Fuck. He was going to kill Culbart. A party? What kind of
party?

“That’s nice, Maddie.”

“It was.”

He could believe she was totally lost in her pretending unless
he looked down at her hands. Her short nails were digging into her skin.
Whatever was going on in her mind wasn’t as pleasant as a welcome-home party
thrown by a loving uncle.

“Maddie.”

“Yes?”

“Come here, honey.”

He opened his arms and in a heartbeat she went, her hands
slipping around his neck, her chin going instinctively to his shoulder as if it
belonged there. Hell. She fit his arms as if she belonged there. He held her
close, feeling the tension inside her draw tighter.

“I’m glad you liked your party.”

That tension started to dissipate. Maybe there were times it
wasn’t so bad to go along with her delusions. He rested his cheek on her hair.
She felt so small in his arms, so soft. A woman who’d gotten shit her whole life
but deserved love. He waited a good ten minutes before she relaxed. That was
because, he realized belatedly, that was how long it’d taken to feel safe.
Shit.

“I’m ready,” she whispered against his throat.

It was his turn to blink. “For what?”

Her fingers went to work on the buttons of his shirt. “For our
wedding night.”

He was dog tired, and from those circles under her eyes, so was
she, but she was ready to do her duty, let him give in to his base nature, let
him do whatever he wanted. He remembered the way she said that. The disgust for
those men, the loathing for herself.

He stilled her hands.

“Well, I’m ready for something else.”

Ace was right. Maddie was sweet and she’d never had a choice.
But she was his wife. A man owed his wife a hell of a lot more than a choice. He
owed her passion. Security. Tenderness. Respect. Love.

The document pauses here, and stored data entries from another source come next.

PR #2822, opened 2025-02-25
fix: unexpected report count inflation caused by regenerating missing cache files

infinitewarp:
This change significantly simplifies the feature originally added in https://github.com/quipucords/quipucords/pull/2793 that (re)generates missing cached fingerprint files. Instead of running a whole fingerprint-type `ScanTask` as in the original implementation, now we simply look for the related `SystemFingerprint` objects and save their serialized contents. I previously just missed the fact that `SystemFingerprint` objects exist with _effectively_ the full contents of the `cached_fingerprint` field.

Quoting an explanation I [originally posted here in Slack](https://redhat-internal.slack.com/archives/C02QSNF1UKE/p1740426777485639?thread_ts=1740411522.844759&cid=C02QSNF1UKE):

> …the idea for my manual verification so far has been:
>
> * create a new network source, scan it, and download the tarball (1)
> * delete cached files, try to download, see error, try again, download the tarball (2)
> * delete cached files, run the management command, delete cached files again, run the management command twice more, download the tarball (3)
> * compare the three exploded files
>
> Contents of 2 and 3 are identical. Their `SHA256SUM` files match.
>
> Comparing 1 and 2 (or 1 and 3), there are very slight differences, but I think they are acceptable.  Most files are truly identical (`aggregate.json`, `deployments.csv`, `details.csv`, `details.json`). However, the regenerated `deployments.json` is slightly more verbose and includes some fields with `null` values that were absent from the original version of the download. This is because the original file is written using the source data during the original fingerprinting operation that is the input to the `SystemProfile` model. When I regenerate the cached files, the original version of the data is gone, but the transformed version still lives in `SystemProfile` objects. My regenerated files use the `SystemProfileSerializer` output which is nearly identical to its input, but that serializer's output includes some optional fields that may not have been present in the original input (and thus the original "cached" data). Since they are just extra optional fields, I believe the difference is negligible. Just a few extra key-value pairs like `"virtual_host_name": null`.

Relates to JIRA: DISCOVERY-899

### DIFF
--- a/quipucords/api/deployments_report/model.py
+++ b/quipucords/api/deployments_report/model.py
@@ -13,6 +13,7 @@ from django.dispatch import receiver
 
 from api.common.common_report import REPORT_TYPE_CHOICES, REPORT_TYPE_DEPLOYMENT
 from api.common.models import BaseModel
+from api.deployments_report import tasks
 from fingerprinter.constants import (
     ENTITLEMENTS_KEY,
     META_DATA_KEY,
@@ -90,7 +91,7 @@ class DeploymentsReport(BaseModel):
                 self.id,
                 file_path,
             )
-            self._rerun_latest_fingerprint()
+            tasks.generate_cached_fingerprints.delay(self.id)
             raise
 
     @cached_fingerprints.setter
@@ -138,7 +139,7 @@ class DeploymentsReport(BaseModel):
                 self.id,
                 self.cached_csv_file_path,
             )
-            self._rerun_latest_fingerprint()
+            tasks.generate_and_save_cached_csv.delay(self.id)
             raise
 
     @cached_csv.setter
@@ -152,41 +153,6 @@ class DeploymentsReport(BaseModel):
         with file_path.open("w") as f:
             f.write(data)
         self.cached_csv_file_path = file_path
-
-    def _rerun_latest_fingerprint(self, wait=False) -> None:
-        """
-        Trigger the latest fingerprint task to rerun.
-
-        Why would you want to do this? If you expect the cached_fingerprints or
-        cached_csv data to exist but either is missing, you may recreate them by
-        calling this method.
-
-        :param wait: if true, wait for task to complete
-        """
-        logger.info("Rerunning the last fingerprint task for %s", self)
-
-        # local imports to avoid possible import loop
-        from api.scantask.model import ScanTask
-        from scanner import tasks
-
-        scan_task = (
-            ScanTask.objects.filter(
-                job__report__deployment_report_id=self.id,
-                scan_type=ScanTask.SCAN_TYPE_FINGERPRINT,
-            )
-            .order_by("-id")
-            .first()
-        )
-        if not scan_task:
-            # It is unclear how this is possible, but just in case, raise an
-            # exception because we cannot proceed here without a ScanTask,
-            # and we may not want to (or be able to) create a new one on demand.
-            raise ScanTask.DoesNotExist(f"No fingerprint ScanTask is related to {self}")
-
-        logger.info("Found %s for %s", scan_task, self)
-        fingerprint_task = tasks.fingerprint.delay(scan_task_id=scan_task.id)
-        if wait:
-            fingerprint_task.get()
 
 
 @receiver(post_delete, sender=DeploymentsReport)
--- a/quipucords/api/deployments_report/tasks.py
+++ b/quipucords/api/deployments_report/tasks.py
@@ -3,17 +3,49 @@
 import logging
 
 import celery
-
-from api.deployments_report.model import DeploymentsReport
-from api.deployments_report.util import create_deployments_csv
-from api.deployments_report.view import build_cached_json_report
+from django.db import transaction
 
 logger = logging.getLogger(__name__)
 
 
 @celery.shared_task()
+@transaction.atomic
+def generate_cached_fingerprints(deployments_report_id: int):
+    """Generate cached fingerprints based on saved SystemFingerprint objects."""
+    from api.deployments_report.model import DeploymentsReport, SystemFingerprint
+
+    try:
+        from api.deployments_report.serializer import SystemFingerprintSerializer
+
+        deployments_report = DeploymentsReport.objects.get(id=deployments_report_id)
+        deployments_report.cached_csv_file_path = None  # cached CSV may now be invalid
+        deployments_report.cached_fingerprints = SystemFingerprintSerializer(
+            SystemFingerprint.objects.filter(deployment_report=deployments_report),
+            many=True,
+        ).data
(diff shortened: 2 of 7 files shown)


quipucords/api/deployments_report/tasks.py
```diff
@@ -3,17 +3,49 @@
...
+    try:
+        from api.deployments_report.serializer import SystemFingerprintSerializer
+
+        deployments_report = DeploymentsReport.objects.get(id=deployments_report_id)
+        deployments_report.cached_csv_file_path = None  # cached CSV may now be invalid
+        deployments_report.cached_fingerprints = SystemFingerprintSerializer(
+            SystemFingerprint.objects.filter(deployment_report=deployments_report),
+            many=True,
+        ).data
+        deployments_report.save()
```
bruno-fs, line 26: Huh, my memory played me here. I thought we were using a json file stored on the filesystem.

infinitewarp: From current version in `main`:

https://github.com/quipucords/quipucords/blob/main/quipucords/fingerprinter/runner.py#L248
https://github.com/quipucords/quipucords/blob/main/quipucords/fingerprinter/runner.py#L290

Note that we've historically just assigned a `list` of `dict`s directly to `cached_fingerprints`, and we have not converted or sanitized it in some way for future JSON output. I think we've just been lucky that it's already JSON-safe with no troublesome `datetime` or other objects. 🤷

infinitewarp: We do write it as JSON when it finally goes to the filesystem, but not anywhere before then:

https://github.com/quipucords/quipucords/blob/main/quipucords/api/deployments_report/model.py#L99-L105

quipucords/api/deployments_report/model.py
```diff
@@ -153,41 +154,6 @@ def cached_csv(self, data):
...
-                scan_type=ScanTask.SCAN_TYPE_FINGERPRINT,
-            )
-            .order_by("-id")
-            .first()
-        )
-        if not scan_task:
-            # It is unclear how this is possible, but just in case, raise an
-            # exception because we cannot proceed here without a ScanTask,
-            # and we may not want to (or be able to) create a new one on demand.
-            raise ScanTask.DoesNotExist(f"No fingerprint ScanTask is related to {self}")
```
mirekdlugosz, line 184: Double checking: with this new version, fingerprints that are not related to any scan (usually because scan was removed after it was run) are not causing any troubles, right?

I've re-run this PR against database dump that failed in previous version, and was a bit surprised that now all DeploymentsReports are reporting success.

This will also simplify things on generating fresh database dumps front using Camayoc, although I am likely to forget these details before we get to implementing it.

quipucords/api/management/commands/regenerate_missing_report_cache_files.py
```diff
@@ -71,16 +74,10 @@ def generate_fingerprints(
...
-        for _id in deployments_report_ids:
-            deployments_report = DeploymentsReport.objects.get(pk=_id)
-            self.write_info(f"Rerunning fingerprint task for {deployments_report}")
-            try:
-                deployments_report._rerun_latest_fingerprint(wait=True)
-                success_ids.append(_id)
-            except Exception as e:  # noqa: BLE001
-                self.stdout.write(self.style.ERROR(str(e)))
-                failure_ids.append(_id)
+        for _id in sorted(list(deployments_report_ids)):
```
mirekdlugosz, line 77:
```suggestion
        for _id in sorted(deployments_report_ids):
```

Calling `sorted()` on a set already returns a list, no need for `list()` call.
(But not like this call is expensive)

Same applies to line 88.

quipucords/api/management/commands/regenerate_missing_report_cache_files.py
```diff
@@ -71,16 +74,10 @@ def generate_fingerprints(
...
+            success_ids.append(_id) if generate_cached_fingerprints(
+                _id
+            ) else failure_ids.append(_id)
```
mirekdlugosz, line 80: This formatting turned out ugly. Can we follow the same pattern as in `generate_csvs`?
```suggestion
            success = generate_cached_fingerprints(_id)
            success_ids.append(_id) if success else failure_ids.append(_id)
```

quipucords/api/management/commands/regenerate_missing_report_cache_files.py
infinitewarp: Good catch! Simplified in latest push.

quipucords/api/management/commands/regenerate_missing_report_cache_files.py
infinitewarp: Agreed! Make consistent in latest push.

quipucords/api/deployments_report/model.py
infinitewarp: I'm pretty sure this is fine, but I'll run through a couple more manual tests locally to include before and after rerunning and deleting some scans.

infinitewarp: I created three scans. Let's call them Scan A, Scan B, and Scan C.

* Scan A: scan only once, download report, delete cache, regenerate files, download report, compare
* Scan B: scan once then rescan, download report, delete cache, regenerate files, download report, compare
* Scan C: scan once then rescan, download report, delete scan, delete cache, regenerate files, can't download to compare

Scan A and Scan B first and last report downloads match as expected. `SHA256SUM` confirms all files match except `deployments.json`, and the only differences in `deployments.json` are the extra optional `null` values as mentioned in the description for https://github.com/quipucords/quipucords/pull/2793 that introduced this change.

Scan C is a different story. As far as I can tell, we don't offer the ability in the UI or CLI to delete individual jobs or reports, only scans. So, deleting Scan C nuked the Scan and ScanJob rows from the DB, but the related DeploymentsReport rows and their SystemFingerprint rows remain in an orphaned state. Deleting their related cached files and running the management command to regenerate them seems to work fine despite the missing Scans and ScanJobs. However, you cannot download the reports from the UI, and when you *try* to download from the CLI, it fails with a 500 error because `Report has no scanjob.` which I think is preexisting behavior/issue/design flaw. So, there's no way to verify directly through the service that the files regenerated correctly for a deleted scan are correct. :shrug:

However, I think the reports *would* match if you could generate them because the underlying cache files appear to have matching contents before and after regeneration. (I actually just moved the directory without deleting the files so I could compare or restore later.)

mirekdlugosz: I was thinking mostly about failures in regenerating files. Thanks for thorough testing and explanation :) .

mirekdlugosz (approved):

ruda (approved):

“Would you be terribly hurt, Maddie mine, if instead of—” He
waved his hand. What word did a man use that wasn’t crude?

“Fucking?” she asked.

He winced. “I’m sorry I used that word with you.”

“It’s all right.”

No, it wasn’t. “Ah, Maddie, come here.”

He pulled her close and then leaned sideways, taking them down,
her on top. As she lay there stiff as a board, he grabbed the blanket and pulled
it over them. The night air was fast cooling. With pressure on the back of her
head he tucked her face into his neck. She didn’t resist. Not then and not as he
dragged her thigh over his and her arm across his chest and settled his head on
the back of a rolled-up blanket he was using as a pillow.

“What are you doing?”

“Going to sleep.”

“You don’t want to—”

“Give in to my baser instincts? No. But let me know when you
want to make love.”

She didn’t have a thing to say to that then or an hour later,
but when her breathing evened out and her body relaxed as she finally drifted
off, he didn’t care. A woman only slept in the arms of a man she trusted. Caden
brushed his lips over the top of her head, tangling his fingers in her hair,
holding on, matching his breaths to hers, smiling as he fell asleep.

CHAPTER NINE

T
HEY
WEREN

T
ALONE
.

Caden came awake instantly, his senses straining to catch any
clue as to what had awakened him. Beside him, Maddie dozed. Across the fire he
could see Ace, from all appearances still asleep. From the angle of the moon,
they were three hours from dawn. Sliding his free hand under the blanket, Caden
pulled his revolver clear. There was a blankness of sound to the north end of
the campsite. Even the crickets were quiet. Whatever the threat was, it was
located there.

“Ace,” he whispered under his breath. If Ace weren’t awake, he
wouldn’t have heard the call.

The response was immediate and just as soft. “I’m on it.”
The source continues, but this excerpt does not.